Jean Epstein : un phare dans la tempête. Cinéaste de génie, alchimiste des éléments et de leurs innombrables mouvements le prodigieux fils prodigue de l'avant-garde du Septième Art accouche en 1948 d'un court métrage testamentaire d'un beauté morganatique sans précédent : Le Tempestaire, véritable chant du cygne pour son réalisateur. Un point d'orgue d'expérimentations en tous genres, redéfinissant à l'infini la notion de rythme et celle de la cinétique pure et dure : un poème mêlé d'écume et de vent, de ressac et de nuages brumeux. Un chef d'oeuvre d'hypnose.
Au même rang que Les travailleurs de la mer de Victor Hugo Le Tempestaire de Jean Epstein rejoint les grandes pièces artistiques concernant l'Océan et ses éléments, la fatalité chimique sous laquelle ploie inéluctablement l'homme, reléguant au second plan ses aspirations pour la conquête et l'exploration ; il s'agit bel et bien d'un authentique ananké des forces maritimes dans ce poème au goût prononcé pour le mysticisme et le légendaire, d'un petit bijou de cinéma plaçant très haut la puissance des images et celle du son.

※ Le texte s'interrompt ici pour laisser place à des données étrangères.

PR #854, opened 2025-02-05
Calculate the cipher length and base64 length ahead of time. (Fixes #853)

### LINKED ISSUE #853: Encrypted fields have an issue with truncating.
Encrypted fields are encrypted and then converted to base64 as noted here: https://github.com/kvesteri/sqlalchemy-utils/blob/master/sqlalchemy_utils/types/encrypted/encrypted_type.py#L114

We don't take into account the length of the additions from the cipher or base64 encoding. We should do that, and then update the strings and do a data migration to nuke a known case with schedule's detail field: https://thunderbird.sentry.io/issues/6269890787/?project=4505428124827648&query=is%3Aunresolved%20issue.priority%3A%5Bhigh%2C%20medium%5D&referrer=issue-stream&statsPeriod=14d&stream_index=13

MelissaAutumn:
Fixes #853

I also added a clean-up migration right before the field length change to fix an existing user's schedules.details field which is currently erroring out. I'm not sure how that happened because I got a mysql truncate error on submitting 250 characters, but maybe prod is setup in non-strict mode. (spooky if true)

I've tested lengths manually via the application, and added a test to automate some existing cases we have. 

The type length migration was generated via alembic's autogenerate command (with a small edit to env.py that I didn't commit.) and tweaked to fix the autogen errors. It's a scary migration, but the function is tested, and we have stage to potentially nuke if needed.

### DIFF
--- a/backend/src/appointment/database/models.py
+++ b/backend/src/appointment/database/models.py
@@ -96,9 +96,17 @@ class TimeMode(enum.Enum):
     h24 = 24
 
 
+def calculate_encrypted_length(length: int):
+    """Calculate the length of the string after it's been encrypted and encoded."""
+    cipher_length = length + 16 - (length % 16)  # Fixed block size of 16 for Aes
+    return int((cipher_length + 2) / 3) << 2  # Base64 with padding
+
+
 def encrypted_type(column_type, length: int = 255, **kwargs) -> StringEncryptedType:
     """Helper to reduce visual noise when creating model columns"""
-    return StringEncryptedType(column_type, secret, AesEngine, 'pkcs5', length=length, **kwargs)
+    return StringEncryptedType(
+        column_type, secret, AesEngine, 'pkcs5', length=calculate_encrypted_length(length), **kwargs
+    )
 
 
 @as_declarative()
@@ -441,6 +449,7 @@ class Invite(Base):
 
 class WaitingList(Base):
     """Holds a list of hopefully future-Appointment users"""
+
     __tablename__ = 'waiting_list'
 
     id = Column(Integer, primary_key=True, index=True)
--- a/backend/src/appointment/database/schemas.py
+++ b/backend/src/appointment/database/schemas.py
@@ -166,8 +166,8 @@ class ScheduleBase(BaseModel):
     slug: Optional[str] = None
     calendar_id: int
     location_type: LocationType | None = LocationType.inperson
-    location_url: str | None = None
-    details: str | None = None
+    location_url: str | None = Field(max_length=2048)
+    details: str | None = Field(max_length=250)
     start_date: date | None = None
     end_date: date | None = None
     start_time: time | None = None
--- a/backend/src/appointment/migrations/versions/2025_02_05_1859-16c0299eff23_update_enc_field_lengths.py
+++ b/backend/src/appointment/migrations/versions/2025_02_05_1859-16c0299eff23_update_enc_field_lengths.py
@@ -1,0 +1,411 @@
+"""update enc field lengths
+
+Revision ID: 16c0299eff23
+Revises: 645fd31f827d
+Create Date: 2025-02-05 18:59:31.214328
+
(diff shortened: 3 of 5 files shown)


backend/src/appointment/database/schemas.py
```diff
@@ -166,8 +166,8 @@ class ScheduleBase(BaseModel):
     slug: Optional[str] = None
     calendar_id: int
     location_type: LocationType | None = LocationType.inperson
-    location_url: str | None = None
-    details: str | None = None
+    location_url: str | None = Field(max_length=2048)
+    details: str | None = Field(max_length=250)
```
MelissaAutumn, line 170: We should fill these out for the rest of the schemas/fields 😄

backend/test/unit/test_models.py
```diff
@@ -1,6 +1,32 @@
...
+
+
+class TestMisc:
+    def test_calculate_encrypted_length(self, faker):
+        """Ensures an encrypted string is equal to our length calc method.
+        We have a list of clear_strs which are random bits of text with variable length.
+        We encrypt it (same method used for db fields) and run it through our calculate method,
+        and assert they are the same length"""
+        clear_strs = [
+            'a',
```
MelissaAutumn, line 15: text has a min length of 5, so here's 1 character instead.

backend/src/appointment/database/models.py
```diff
@@ -96,9 +96,17 @@ class TimeMode(enum.Enum):
...
+    cipher_length = length + 16 - (length % 16)  # Fixed block size of 16 for Aes
+    return int((cipher_length + 2) / 3) << 2  # Base64 with padding
+
+
 def encrypted_type(column_type, length: int = 255, **kwargs) -> StringEncryptedType:
     """Helper to reduce visual noise when creating model columns"""
-    return StringEncryptedType(column_type, secret, AesEngine, 'pkcs5', length=length, **kwargs)
+    return StringEncryptedType(
+        column_type, secret, AesEngine, 'pkcs5', length=calculate_encrypted_length(length), **kwargs
+    )
```
devmount, line 109: Somehow I always thought, that the StringEncryptedType would take care of the appropriate length automatically, but well, that was a little too naive it seems 😅

backend/src/appointment/migrations/versions/2025_02_05_1859-16c0299eff23_update_enc_field_lengths.py
devmount, line 1: That's what I call a migration 😂  Thanks for providing the downgrade for the fields too!

MelissaAutumn:
minor regression related to the field max length change, feel free to ignore that as i fix it.

devmount (approved):
Awesome work, Mel! Thanks for taking care of that! I wasn't aware that this was an issue.
Code looks fine, I can only test this tomorrow. But feel free to merge in if you want.

backend/src/appointment/database/models.py
MelissaAutumn: same 😅

backend/src/appointment/migrations/versions/2025_02_05_1859-16c0299eff23_update_enc_field_lengths.py
MelissaAutumn: That was all alembic thankfully!

MelissaAutumn:
I'll hold off until you test, more testing the better!

devmount:
Alright, I'll report back tomorrow!

devmount (approved):
Ok I ran these migrations and tested through the application. Didn't notice anything suspicious. Booking works. Confirmation works. I guess my local test data didn't run into any issues because no column limits were reached.

I only found a little regression caused by my previous PR about the email templates. will provide a fix asap.

I say: let's test this on stage!

MelissaAutumn:
I will merge tomorrow so I'm around when it deploys.

PR #857, opened 2025-02-06
Fix inline icons in invitation email

### LINKED ISSUE #856: Broken image in invitation email
**Describe the bug**
After #847 one of the icons isn't shown anymore.

**Expected behavior**
All inline images load properly.

**Screenshots**

Image

devmount:
## Description of the Change

This PR fixes indices of inline images in the invitation email. Maybe for the future it's better to work with dictionary keys instead of positional list keys for attachements.

## Benefits

Fixes a broken icon image.

## Applicable Issues

Closes #856

### DIFF
--- a/backend/src/appointment/controller/mailer.py
+++ b/backend/src/appointment/controller/mailer.py
@@ -251,8 +251,8 @@ class InvitationMail(BaseBookingMail):
             duration=self.duration,
             # Image cids
             tbpro_logo_cid=self._attachments()[0].filename,
-            calendar_icon_cid=self._attachments()[1].filename,
-            clock_icon_cid=self._attachments()[2].filename,
+            calendar_icon_cid=self._attachments()[2].filename,
+            clock_icon_cid=self._attachments()[3].filename,
         )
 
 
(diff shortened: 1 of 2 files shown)


backend/src/appointment/controller/mailer.py
```diff
@@ -251,8 +251,8 @@ def html(self):
             duration=self.duration,
             # Image cids
             tbpro_logo_cid=self._attachments()[0].filename,
-            calendar_icon_cid=self._attachments()[1].filename,
-            clock_icon_cid=self._attachments()[2].filename,
+            calendar_icon_cid=self._attachments()[2].filename,
+            clock_icon_cid=self._attachments()[3].filename,
```
MelissaAutumn, line 255: We should maybe switch to a dict, or change the BaseBookingMail so that inline images are separate from other attachments.

MelissaAutumn (approved):
Good idea, worth doing it now or should we punt it to a ticket?

backend/src/appointment/controller/mailer.py
devmount: I'm fine with both! Can you put that into a follow-up ticket? Thanks!

MelissaAutumn: https://github.com/thunderbird/appointment/issues/860 🎉

devmount: Thank you!

PR #868, opened 2025-02-12
Fallback to `VITE_DEFAULT_HOUR_FORMAT` if the browser doesn't provide a time format. (Fixes #867)

### LINKED ISSUE #867: Fix default time format if value isn't defined by browser
`.hour12` is an optional value of `Intl.DateTimeFormat().resolvedOptions()`. D'oh.

MelissaAutumn:
Should fix this right up and allow folks to override this on a self-hosted install.


rwood-moz (approved):
LGTM! Tried it out locally and confirmed in a new / private browser the dashboard and request booking (share link) page defaults to `12 hr`. Also successfully able to change both to `24 hr` and saved locally. Awesome!

PR #873, opened 2025-02-18
Add Zendesk Link

### LINKED ISSUE #872: Add Zendesk support link
Our existing email-based solution isn't reliable as we don't have any visibility on who's replying to questions. We have a Zendesk solution coming up, but for now we should simply link it up.

MelissaAutumn:
Fixes #872 

This also removes the reply-to header for support emails, and replaces it with a link to our contact form. (Which now redirects to zendesk.)

### DIFF
--- a/frontend/src/views/ContactView.vue
+++ b/frontend/src/views/ContactView.vue
@@ -1,93 +1,48 @@
 <script setup lang="ts">
-import { inject, ref } from 'vue';
-import { useI18n } from 'vue-i18n';
-import { useUserStore } from '@/stores/user-store';
-import { AlertSchemes } from '@/definitions';
-import { callKey } from '@/keys';
-import { BooleanResponse } from '@/models';
-import PrimaryButton from '@/elements/PrimaryButton.vue';
-import AlertBox from '@/elements/AlertBox.vue';
-import TextInput from '@/elements/TextInput.vue';
+import { onMounted } from 'vue';
+import LoadingSpinner from '@/elements/LoadingSpinner.vue';
 
-// icons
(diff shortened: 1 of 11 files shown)


frontend/src/views/ReportBugView.vue
```diff
@@ -2,8 +2,10 @@
 import { onMounted } from 'vue';
 import LoadingSpinner from '@/elements/LoadingSpinner.vue';
 
+const redirectUrl = import.meta.env?.VITE_REPORT_BUG_URL ?? '/';
+
 const redirect = async () => {
-  window.location = import.meta.env?.VITE_REPORT_BUG_URL ?? '/';
+  window.location.replace(redirectUrl);
```
MelissaAutumn, line 8: Switched to .replace so you're less likely to fight with your back button.

frontend/src/views/ContactView.vue
devmount, line 1: Do we still need this file at all? We could just solve the redirect in the router, or am I missing something?

devmount (approved):
Looking good, thank you! I added the German translation and one question concerning routing below.

frontend/src/views/ContactView.vue
MelissaAutumn: We could, but I don't want to stuff props inside the router file. It does make for a very sad SFC though.

devmount: Ok, alright 👍🏻

frontend/src/views/ReportBugView.vue
devmount: Convenient, thanks!

PR #876, opened 2025-02-19
Pin backend scale to 2 containers

ryanjjung:
This removes the environment name condition surrounding container scale.


MelissaAutumn (approved):
Thanks!

PR #890, opened 2025-02-26
Update the download data readme and make filenames consistent

rwood-moz:
While trying out the `download your data` feature I noticed the downloaded data readme is out of date, and the files are not named consistently (some are plural and some aren't). Update the readme and change the name of some of the data csv files so they are more consistent.

Here are the resulting csv files downloaded:

Screenshot 2025-02-26 at 4 45 15 PM

### DIFF
--- a/backend/src/appointment/l10n/en/main.ftl
+++ b/backend/src/appointment/l10n/en/main.ftl
@@ -145,7 +145,12 @@ account-data-readme = ============================================
                       The following files are included:
                        - appointments.csv : A list of Appointments from our database
                        - attendees.csv : A list of Appointment Slot Attendees from our database
+                       - availability.csv : Schedule availability data from our database
                        - calendars.csv : A list of Calendars from our database
-                       - slots.csv : A list of Appointment Slots from our database.
-                       - subscriber.csv : The personal information we store about you from our database.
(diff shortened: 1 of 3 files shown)


MelissaAutumn (approved):
awesome ty!

backend/src/appointment/l10n/en/main.ftl
devmount, line 1: An (unqualified) question regarding language: We often use the term _"... from our database"_ - isn't that kind of implied anyway, if I download my existing data from a service? I was just thinking if this might be misunderstood into the other direction, that this is only the data from our database, and there might be more lying around at other databases 😅

devmount (approved):
Thank you Rob for taking care of this!! I improved the German lang slightly and had one minor question.

backend/src/appointment/l10n/en/main.ftl
devmount: You're welcome! One moment, I'll quickly check that

devmount: Alright, removed it there too ✅

rwood-moz: Awesome, thanks 😃

PR #175, opened 2019-01-31
Add function to deeply map over nested objects and transform nested id's

SamGodwin2:
Added a dependency on the deep-map function that allows us to easily recursively map over deeply nested objects.  

### How to review 
Changes make sense and when duplicating a page or section all nested ids should be updated to new consistent values.

### DIFF
--- a/eq-author-api/package.json
+++ b/eq-author-api/package.json
@@ -16,6 +16,7 @@
     "body-parser": "latest",
     "cheerio": "latest",
     "cors": "latest",
+    "deep-map": "^1.5",
     "dotenv": "latest",
     "express": "latest",
     "express-pino-logger": "latest",
--- a/eq-author-api/schema/resolvers/base.js
+++ b/eq-author-api/schema/resolvers/base.js
@@ -28,6 +28,7 @@ const {
 const fs = require("fs");
 const uuid = require("uuid");
 const stringify = require("json-stable-stringify");
+const deepMap = require("deep-map");
 
 const createAnswer = require("../../src/businessLogic/createAnswer");
 const updateMetadata = require("../../src/businessLogic/updateMetadata");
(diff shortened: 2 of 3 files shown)


eq-author-api/package.json
```diff
@@ -16,7 +16,9 @@
     "body-parser": "latest",
     "cheerio": "latest",
     "cors": "latest",
+    "deep-map": "latest",
```
adammahmood: I'm unsure about this library.  It's untested and hasn't been updated for 3 years.  Can we implement this algorithm ourselves?

eq-author-api/package.json
```diff
@@ -16,7 +16,9 @@
...
     "dotenv": "latest",
+    "es6-weak-map": "^2.0.2",
```
adammahmood: Why is this needed?

eq-author-api/package.json
tgandrews: Looks like it was updated 2 days ago to version 2? https://www.npmjs.com/package/deep-map

SamGodwin2: https://www.npmjs.com/package/deep-map seems to be plenty of weekly downloads and was updated 2 days ago?

adammahmood: My bad. Was looking at a different package: https://www.npmjs.com/package/deepmap

eq-author-api/schema/resolvers/base.js
```diff
@@ -153,6 +154,24 @@ const createQuestionnaire = input => ({
   ...input,
 });
 
+const remapAllNestedIds = entity => {
```
tgandrews: Can we put this in utils with a test around it?

adammahmood: We need to relocate loads of methods which are located in `base.js`.  I think it's best to save this until we restructure and figure out the final folder structure of the API.

SamGodwin2:
@adammahmood think my last comment got lost somewhere but as for the weak-map package it seems to be an issue that appeared when deep-map was updated from 1.5 to 2 so for now it might be best to pin it to 1.5 until that gets looked at.

tgandrews:
> @adammahmood think my last comment got lost somewhere but as for the weak-map package it seems to be an issue that appeared when deep-map was updated from 1.5 to 2 so for now it might be best to pin it to 1.5 until that gets looked at.

Can we open an issue with them as it looks like it happened recently. https://github.com/mcmath/deep-map/commit/1a98c4e93e16f2dd1cbb758835271b6205568c41

PR #176, opened 2019-01-31
Bug - Editor column changing width

tgandrews:
Fix issue where editing RTE could cause editing column to change width. This was caused by the max allowed width being 100% so it would grow with the RTE when it wasn't supposed to.

I appreciate the recreation steps are very specific but this is a guaranteed way of creating it but the causes are more common than just this case.

### How to review 
1. Set your viewport width to 1280px (use Chrome dev tools mobile button to make this easy)
1. Create a question with the title `Afafafafafaf afhoaaadad`
1. Add an answer with properties to the page (e.g. Currency)
1. Refresh the page.
1. Start updating the title and keep typing - at 10-12 characters (character width matters) into the second line the width of the editing column starts to grow.
1. Change to this branch and this no longer happens.

### DIFF
--- a/eq-author/src/App/QuestionnaireDesignPage/__snapshots__/index.test.js.snap
+++ b/eq-author/src/App/QuestionnaireDesignPage/__snapshots__/index.test.js.snap
@@ -94,7 +94,7 @@ exports[`QuestionnaireDesignPage should render 1`] = `
         />
       </Column>
       <Column
-        cols={12}
+        cols={9}
       >
         <Switch>
           <Route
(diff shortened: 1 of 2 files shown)


tgandrews:
[Width of central editing column is affected by content (2)](https://trello.com/c/Z3ieAGi5/831-width-of-central-editing-column-is-affected-by-content-2)

samiwel:
I can't seem to reproduce the issue locally, but the change looks reasonable.

tgandrews:
@samiwel even setting the width to 1280px?

samiwel:
Assuming I'm doing it right?

image

tgandrews:
@samiwel I think I've cracked it. You also need something in the properties panel. I've update the recreation steps.

PR #178, opened 2019-02-01
Update publisher to use latest schema for JSON datastore updates

adammahmood:
- Updates publisher to use latest schema for JSON datastore updates

### How to review 
- Ensure tests pass
- Ensure you can publish date range answers

### DIFF
--- a/eq-publisher/src/eq_schema/Questionnaire.js
+++ b/eq-publisher/src/eq_schema/Questionnaire.js
@@ -2,7 +2,7 @@
 const Section = require("./Section");
 const Summary = require("./block-types/Summary");
 const Confirmation = require("./block-types/Confirmation");
-const { last } = require("lodash");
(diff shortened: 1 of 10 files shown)


eq-publisher/src/eq_schema/Questionnaire.js
```diff
@@ -29,7 +29,8 @@ class Questionnaire {
     this.mime_type = "application/json/ons/eq";
     this.schema_version = "0.0.1";
     this.data_version = "0.0.2";
-    this.survey_id = questionnaireJson.surveyId || questionnaireId;
+    this.survey_id =
+      questionnaireJson.surveyId || kebabCase(questionnaireJson.title);
```
samiwel: This is what probably breaks preview. For now I would suggest

```js
this.survey_id = kebabCase(questionnaireJson.title);
```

Prenant la forme d'un conte Le Tempestaire n'est rien de moins qu'un paradigme de montage et de photo-cinégénie. Epstein y pense chacun de ses plans par et pour leur durée et chacun de ses raccords, jouant de ses réminiscences et de ses recompositions temporelles à la manière des attractions des travaux de Serge Eisenstein et de Dziga Vertov ; il honore également l'héritage des débuts du cinématographe, reprenant les célèbres trucs du cinéma de Georges Méliès pour mieux leur insuffler sa propre identité artistique. En résulte un objet passionnant à contempler et/ou à étudier, capable aussi bien de s'adresser aux esthètes qu'aux exégètes : c'est sublime.